A sizable contingent of Habsburgs, accompanied by members of the League of Prayers for the Emperor Karl of Austria, are headed to Madeira.
While on the Portuguese island the Habsburg family will commemorate the 90th anniversary of the Emperor Karl's death, as well as his 125th birthday anniversary.
In 1916 Karl became Emperor of Austria and King of Hungary on the death of his great-uncle, Emperor Franz Josef. He was forced off the dual throne as the empire collapse at the end of the Great War.
Born on 17 August 1887, Karl was the first sons of Archduke Otto of Austria (1865-1906) and of his wife, the former Princess Maria Josepha of Saxony(1867-1944), herself a granddaughter of Queen Maria II of Portugal.
Then Archduke Karl married Princess Zita of Bourbon-Parma (1892-1989) on 21 October 1911. Their wedding took place at her family's vast residence, Schloß Frohsdorf (sold many years later and now a women's prison), and was attended by many important personalities, among them Emperor Franz Joseph, Archduke Franz Ferdinand, King Friedrich August III of Saxony and the Duke of Madrid, Carlist claimant to the Spanish throne.
Karl and Zita were to become the parents of eight children born between 1912 and 1922. Their last surviving child, Archduke Felix, only died last year.

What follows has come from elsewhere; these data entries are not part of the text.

PR #946, opened 2026-08-24
Fix branch rendering when a comment is the only child

pasindufernando1:
Fixes : https://github.com/wso2/product-integrator/issues/2223
### Problem

A branch whose only child is a comment rendered as nothing — no widget, no links — so the diagram drew a connector straight past it. Repro:

```ballerina
do {
    if true {
        // Hi
    }
} on fail error e {
    log:printError("Error occurred", 'error = e);
    return e;
}
```

The `Then` branch disappears and the dashed line runs from the `If` diamond to the Error Handler.

### Cause

Comments render as note chips on another node rather than as widgets, so a comment-only branch has no renderable content — but it was not treated as empty:

- `InitVisitor` — empty-branch checks used `children.length === 0`, so no `EMPTY` placeholder was inserted.
- `NodeFactoryVisitor` — the branch placeholder widget is created only behind checks a `COMMENT` sibling breaks (`children.length === 1`, `children.at(0)`), so even with a placeholder present nothing was created.

Both layers had to change; fixing only the first is a no-op.

### Fix

Adds `getRenderableChildren()` to skip `COMMENT` children in those checks, and uses it for the last-child lookups so a trailing comment is no longer mistaken for a branch's last node. Covers If/Match, While/Foreach/Lock and the ErrorHandler body branch.

### Verification

Ran the visitor pipeline over the reported flow model and compared against the unfixed baseline:

```
before:  36031 -> 36031-Else -> 36031-endif          (Else only)
after:   36031 -> 36031-Then -> 36031-endif          (Then now wired)
         36031 -> 36031-Else -> 36031-endif
```

The `before` run reproduces the reported diagram. Also checked while-loop with comment-only body, if with a trailing comment, a normal if, and a genuinely empty if — all correct. `diff.test.ts` and `WorkflowNodeCompatibility.test.ts` pass (36 tests).

### Not covered

The note chip still attaches to the `If` node rather than inside the branch, since comments flush to the last real node and the placeholder is an `EMPTY` node with no chip support. Existing behaviour, left as-is.

## Summary

- Fixed rendering for branches whose only child is a comment.
- Excluded `COMMENT` nodes from branch emptiness checks and final-node lookup.
- Added `EMPTY` placeholders for comment-only branches in conditional, loop, container, and error-handler branches.
- Added snapshot tests for layout nodes, links, and rendering flags.
- Verified normal, empty, comment-only, loop, and trailing-comment cases.

### DIFF
--- a/packages/bi-diagram/src/visitors/InitVisitor.ts
+++ b/packages/bi-diagram/src/visitors/InitVisitor.ts
@@ -51,6 +51,12 @@ export class InitVisitor implements BaseVisitor {
         return true;
     }
 
+    // Comments render as note chips on another node, not as widgets of their own, so a branch
+    // whose children are all comments has nothing to link to and must be treated as empty too.
+    private isBranchEmpty(branch: Branch): boolean {
+        return !branch.children || branch.children.every((child) => child.codedata.node === "COMMENT");
+    }
+
     beginVisitNode(node: FlowNode, parent?: FlowNode): void {
         if (!this.validateNode(node)) return;
         node.viewState = this.getDefaultViewState();
@@ -109,8 +115,8 @@ export class InitVisitor implements BaseVisitor {
                 }
             }
 
-            // if branch is empty add empty node
-            if (!branch.children || branch.children.length === 0) {
+            // if branch is empty (or only holds comments) add empty node
+            if (this.isBranchEmpty(branch)) {
                 // empty branch
                 // add empty node as `add new node` button
                 const emptyNode: FlowNode = {
@@ -180,8 +186,8 @@ export class InitVisitor implements BaseVisitor {
                 }
             }
 
-            // if branch is empty add empty node
-            if (!branch.children || branch.children.length === 0) {
+            // if branch is empty (or only holds comments) add empty node
+            if (this.isBranchEmpty(branch)) {
                 // empty branch
                 // add empty node as `add new node` button
                 const emptyNode: FlowNode = {
@@ -282,8 +288,8 @@ export class InitVisitor implements BaseVisitor {
             }
         }
 
-        // add empty node if the branch is empty
-        if (!branch.children || branch.children.length === 0) {
+        // add empty node if the branch is empty (or only holds comments)
+        if (this.isBranchEmpty(branch)) {
             // empty branch
             // add empty node as `add new node` button
             const emptyNode: FlowNode = {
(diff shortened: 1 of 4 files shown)


packages/bi-diagram/src/visitors/InitVisitor.ts
```diff
@@ -51,6 +51,12 @@ export class InitVisitor implements BaseVisitor {
         return true;
     }
 
+    // Comments render as note chips on another node, not as widgets of their own, so a branch
+    // whose children are all comments has nothing to link to and must be treated as empty too.
+    private isBranchEmpty(branch: Branch): boolean {
+        return !branch.children || branch.children.every((child) => child.codedata.node === "COMMENT");
```
gigara:
```suggestion
        return !branch.children || branch.children.length === 0 || branch.children.every((child) => child.codedata.node === "COMMENT");
```

packages/bi-diagram/src/visitors/InitVisitor.ts
```diff
@@ -51,6 +51,12 @@ export class InitVisitor implements BaseVisitor {
         return true;
     }
 
+    // Comments render as note chips on another node, not as widgets of their own, so a branch
+    // whose children are all comments has nothing to link to and must be treated as empty too.
+    private isBranchEmpty(branch: Branch): boolean {
```
gigara: isEmptyBranchOrOnlyComments

packages/bi-diagram/src/visitors/NodeFactoryVisitor.ts
```diff
@@ -181,6 +181,11 @@ export class NodeFactoryVisitor implements BaseVisitor {
         }
     }
 
+    // Comments render as note chips on another node, so they never count as branch content.
+    private getRenderableChildren(branch: Branch): FlowNode[] {
```
gigara: getRenderableBranchChildren

packages/bi-diagram/src/visitors/InitVisitor.ts
pasindufernando1: Addressed

packages/bi-diagram/src/visitors/InitVisitor.ts
pasindufernando1: Addressed

packages/bi-diagram/src/visitors/NodeFactoryVisitor.ts
pasindufernando1: Addressed

gigara (dismissed):

gigara (approved):

NipunaRanasinghe (approved):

After making unsuccessful attempts to regain the Hungarian throne, Karl, accompanied by his wife and their children, was sent to exile on the island of the Madeira, in the Azores. While there, the damp climate took a terrible toll on the exiled Emperor and his already weakened constitution was irreparably compromised. He died from complications on 1 April 1922.
The Empress Zita survived him until 14 March 1989. She rests inside the Capuchin Crypt in Vienna, while her husband's remains rest in Madeira.
Emperor Karl was a devout Catholic and a ruler with a deep sense of social justice, as well as a clear perspective of what it meant to lead a life dedicated to his Catholic faith and principles. For these and other aspects of his life, he was beatified in 2004 by the late Pope John Paul II.